GitHub Actions Example

name: Test All Layers
on: [push, pull_request]

jobs:
  test-layer-1:
    runs-on: ubuntu-latest
    steps:
      - uses: actions/checkout@v3
      - uses: erlef/setup-beam@v1
      - run: TEST_MODE=mock_adapter mix test --max-cases=50
      
  test-layer-2:
    runs-on: ubuntu-latest  
    steps:
      - uses: actions/checkout@v3
      - uses: erlef/setup-beam@v1
      - run: TEST_MODE=bridge_mock mix test --max-cases=10
      
  test-layer-3:
    runs-on: ubuntu-latest
    steps:
      - uses: actions/checkout@v3
      - uses: erlef/setup-beam@v1
      - uses: actions/setup-python@v4
      - run: pip install dspy-ai google-generativeai
      - run: TEST_MODE=full_integration mix test --max-cases=1

Pre-commit Hooks

#!/bin/sh
# .git/hooks/pre-commit

echo "Running Layer 1 tests..."
TEST_MODE=mock_adapter mix test || exit 1

echo "Running Layer 2 tests..."  
TEST_MODE=bridge_mock mix test || exit 1

echo "All tests passed!"

📚 API Reference

Test Mode Functions

# Get current test mode
DSPex.Testing.TestMode.current_test_mode()

# Set process-level override
DSPex.Testing.TestMode.set_test_mode(:bridge_mock)
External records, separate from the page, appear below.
PR #453, opened 2023-07-21
GUACAMOLE-1332: Add support for certificate fingerprints and auto-accept.

necouchman:
This pull requests adds options to support the following additional certificate handling in RDP connections:
* Trust on First Use (tofu): If a host is not "known" to the underlying FreeRDP library, the certificate will be accepted and the fingerprint stored. This is equivalent to the xfreerdp command line option `/cert:tofu`.
* Fingerprint + Hash: You can provide a comma-separated list of certificate hash and fingerprint combinations that FreeRDP will accept for the connection. It's worth noting that I actually don't know the proper way to specify these at the moment, so I've been unable to actually prove this works, but I'm getting identical behavior on the xfreerdp command line as in Guacamole. I've an e-mail out to the FreeRDP mailing list to try to get some guidance on it.

### DIFF
--- a/src/protocols/rdp/settings.c
+++ b/src/protocols/rdp/settings.c
@@ -76,6 +76,8 @@ const char* GUAC_RDP_CLIENT_ARGS[] = {
     "server-layout",
     "security",
     "ignore-cert",
+    "cert-tofu",
+    "cert-fingerprints",
     "disable-auth",
     "remote-app",
     "remote-app-dir",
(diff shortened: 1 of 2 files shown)


src/protocols/rdp/settings.c
```diff
@@ -708,6 +725,16 @@ guac_rdp_settings* guac_rdp_parse_args(guac_user* user,
...
 
+    /* Add new certificates to trust list */
+    settings->certificate_tofu =
+        guac_user_parse_args_boolean(user, GUAC_RDP_CLIENT_ARGS, argv,
+                IDX_CERTIFICATE_TOFU, 0);
+
+    /* Fingerprints of certificates that should be trusted */
+    settings->certificate_fingerprints =
+        guac_user_parse_args_string(user, GUAC_RDP_CLIENT_ARGS, argv,
+                IDX_CERTIFICATE_FINGERPRINTS, NULL);
```
mike-jumper, line 736: Does this need to be freed later in `guac_rdp_settings_free()`?

necouchman: Uh, yeah, that'd probably be a good idea...

necouchman: Fixed via rebase.

mike-jumper (approved):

# Get effective mode (with overrides)
DSPex.Testing.TestMode.effective_test_mode()

# Get layer configuration
DSPex.Testing.TestMode.get_test_config()

# Check capabilities
DSPex.Testing.TestMode.layer_supports_async?()
DSPex.Testing.TestMode.get_isolation_level()

Mock Adapter API

# Start/stop
{:ok, pid} = DSPex.Adapters.Mock.start_link()

# Bridge-compatible API
{:ok, result} = DSPex.Adapters.Mock.ping()
{:ok, result} = DSPex.Adapters.Mock.create_program(config)
{:ok, result} = DSPex.Adapters.Mock.execute_program(id, inputs)

# Test utilities
DSPex.Adapters.Mock.reset()
DSPex.Adapters.Mock.get_stats()
DSPex.Adapters.Mock.set_scenario(name, config)
DSPex.Adapters.Mock.inject_error(config)

🤝 Contributing

When adding new tests:

Layer 1: Add fast unit tests for all business logic
Layer 2: Add protocol tests for new bridge commands
Layer 3: Add integration tests only for critical workflows

Follow the testing pyramid: many Layer 1 tests, some Layer 2 tests, few Layer 3 tests.

📈 Monitoring

Track test execution performance:

# Regular performance check
./scripts/test_layers.exs all --timing --stats

# Performance regression detection
# Layer 1 taking >5s = investigate
# Layer 2 taking >15s = investigate  
# Layer 3 taking >2m = investigate

🎉 Happy Testing! The 3-layer architecture provides fast feedback loops while maintaining comprehensive system confidence.